Whatever they do, it’s important that your child be involved in choosing the activity. This gives them more control over the situation, which may help reduce their anxiety.
- Consider involving your child’s school
Your child likely spends a good portion of their time at school, and it may be helpful to bring their teacher, counselor, or school administrator into the discussion. “Involving teachers and educators is important for consistency,” Burrowes says. “Doing so can provide educators with a better understanding of signs and triggers for a child’s behavior and performance at school.”
Start by sharing the behaviors you’re observing in your child with your child’s teachers, as well as the strategies you’re using at home. Invite them to share their observations and feedback, and ask for their help in maintaining a consistent response to your child’s anxiety.
- Monitor your own anxiety and model appropriate behavior
In addition to your child, you may have fears and anxieties about your partner’s or co-parent’s job. While this is normal and understandable, it’s important to be aware of your own anxiety and how it may affect your child. This is an ideal opportunity to model the behavior you want to see in your child by first acknowledging and normalizing your own anxiety, and then implementing stress management techniques that work for you.
When to seek help from a mental health professional:
For children with parents in high-risk professions, some anxiety and worry is normal and expected.

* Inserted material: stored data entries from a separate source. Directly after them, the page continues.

PR #2817, opened 2019-07-03
Fix uart regressions & bugs

jmattsson:

Using `uart.on()` with a search character was broken in that it did not invoke the callback on a full UART buffer as documented. Logic reworked to match docs again.

Fixed memory leak on `task_post()` failure (eep!).

Improved logic to attempt to coalesce input bytes to reduce the number of `task_post()` slots used up by the platform uart.

Finally, added a semaphore to prevent the platform uart from overrunning the `task_post()` slots all the time on high baud rates (e.g. 1mbit). With the semaphore in there, the LVM RTOS task gets a chance to actually process the received data and free up a `task_post()` slot or two. The above mentioned read coalescing then allows the platform uart to immediately catch up.

Also added an error log message if the `task_post()` actually does fail.

### DIFF
--- a/components/platform/platform.c
+++ b/components/platform/platform.c
@@ -53,14 +53,13 @@ void uart_event_task( task_param_t param, task_prio_t prio ) {
   us = & uart_status[id];
   xSemaphoreGive(sem);
   if(post->type == PLATFORM_UART_EVENT_DATA) {
-    need_len = us->need_len;
-    end_char = us->end_char;
-
     for(size_t p = 0; p < post->size; p++) {
       ch = post->data[p];
       us->line_buffer[us->line_position] = ch;
       us->line_position++;
 
+      need_len = us->need_len;
+      end_char = us->end_char;
       size_t max_wanted =
         (end_char >= 0 && need_len == 0) ? LUA_MAXINPUT : need_len;
       bool at_end = (us->line_position >= max_wanted);
--- a/components/platform/platform.c
+++ b/components/platform/platform.c
@@ -5,7 +5,7 @@
 #include "driver/uart.h"
 #include <stdio.h>
 #include <string.h>
-
+#include <freertos/semphr.h>
 #include "lua.h"
 
 #include "esp_log.h"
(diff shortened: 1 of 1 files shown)


TerryE:
@jmattsson Johny, another case of planes passing in the night.  Sorry.   I have just finished implementing equivalent functionality and about to issue a `dev` PR for this.  I feel that part of your challenge here is that you are doing malloc / free the classic C / POSIX way and this just doesn't play nicely with the Lua VM, error handling and allocation system which are all nicely integrated.  Adopting the Lua way usually ends up with cleaner and more robust code. 

In my case I've implemented an object type of **Pipe** which has the normal pipe access methods but uses 256 byte Userdata chunks in a Lua array to implement the pipe.  Because everything is a Lua collectable object, once referenced either by normal descoping or by descoping through a thrown error, then the Lua GC handles all of the clean up automatically "for free".  I'll poke you through an @ prompt when I post this.

jmattsson:
I didn't think you were working on the ESP32 yet @TerryE?

TerryE:
> I didn't think you were working on the ESP32 yet @TerryE?

Johny, not directly.  My PR is for the ESP8266 and not the ESP32 so there is no issue of commit conflict here.  However, I am trying to lay the groundwork to do the unified lua53 code and so I am ending up tacking issues that I realise that you've already tacked in the RTOS implementation.   It just that with the last few years of Lua VM work I am approaching my implementation from a more Lua VM aligned perspective.

This doesn't impact what you are doing today to feed into your DiUS project timescales.

jmattsson:
As nice as the Lua memory handling is, it's not a good idea to attempt to use it from two separate RTOS threads, let alone two separate CPU cores at the same time. With the 32, a chunk of the work is simply marshalling things back into the LVM thread/context.

TerryE:
> As nice as the Lua memory handling is, it's not a good idea to attempt to use it from two separate RTOS threads, let alone two separate CPU cores at the same time.

I suppose the same argument could be used for the node.js kernel as this has pretty much the exact same non-blocking event-driven task architecture as NodeMCU -- except that node.js happily runs on a multicore CPU and the node.js webserver blows the socks off Apache / PHP in terms of performance / throughput.   But this is no reason to change current direction for now.  I am just saying that the issues that concern you could be fairly easily addressed, IMO.  However, this is for a longer discussion for another day, I think, and definitely part of or post lua53.

jmattsson:
@devsaurus It'll work even better after the second patch here. Changing one's mind about delimiters from within the callback now works even with data already in the buffer.

devsaurus:
Oh, I missed the update completely :+1:
@pjsg good to merge?

jmattsson:
I'm gonna merge this RSN unless someone objects.

TerryE:
> I'm gonna merge this RSN unless someone objects.

No objections from me.  This is the ESP32 branch and we've got a bunch of realignment work to do anyway when we do realign the two branches, so this makes no difference but does help ESP32 users in the meantime.

PR #2819, opened 2019-07-05
WIP: Rewrite sntp in Lua with only a little C

nwf:

This PR contains a new `sntp` module with almost all the state machine done in Lua and only the packet processing and fiddly large-integer math done in C.  It is intended to supplant #2700 and the in-C in-progress rewrite I mentioned therein.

However, at what point should a parent seek additional help for their child? According to Dr. Nicole Ballinger, a child and adolescent psychiatrist, lieutenant colonel in the US Air Force, and mother of two, “unless a child has dysfunction in the areas of love, work, or play, mental health is probably not indicated.” Some questions to ask include:
- LOVE: Is your child’s anxiety interfering with his friendships? Can he relate to and interact with others in an age-appropriate way?
- WORK: Is your child able and willing to go to school? Is her anxiety keeping her from performing at an appropriate academic level?
- PLAY: Is your child’s anxiety preventing him from engaging in fun activities? Is she able to express joy or happiness?
Ballinger suggests that “if a parent has concerns about their child in two or more of these areas, or significant concern about one of these areas, then professional help should be considered.”
Although anxiety can be distressing for children and their parents, it can be effectively managed. By keeping the lines of communication open and directly addressing these thoughts and feelings, parents can normalize their children’s concerns and provide information to allay their fears.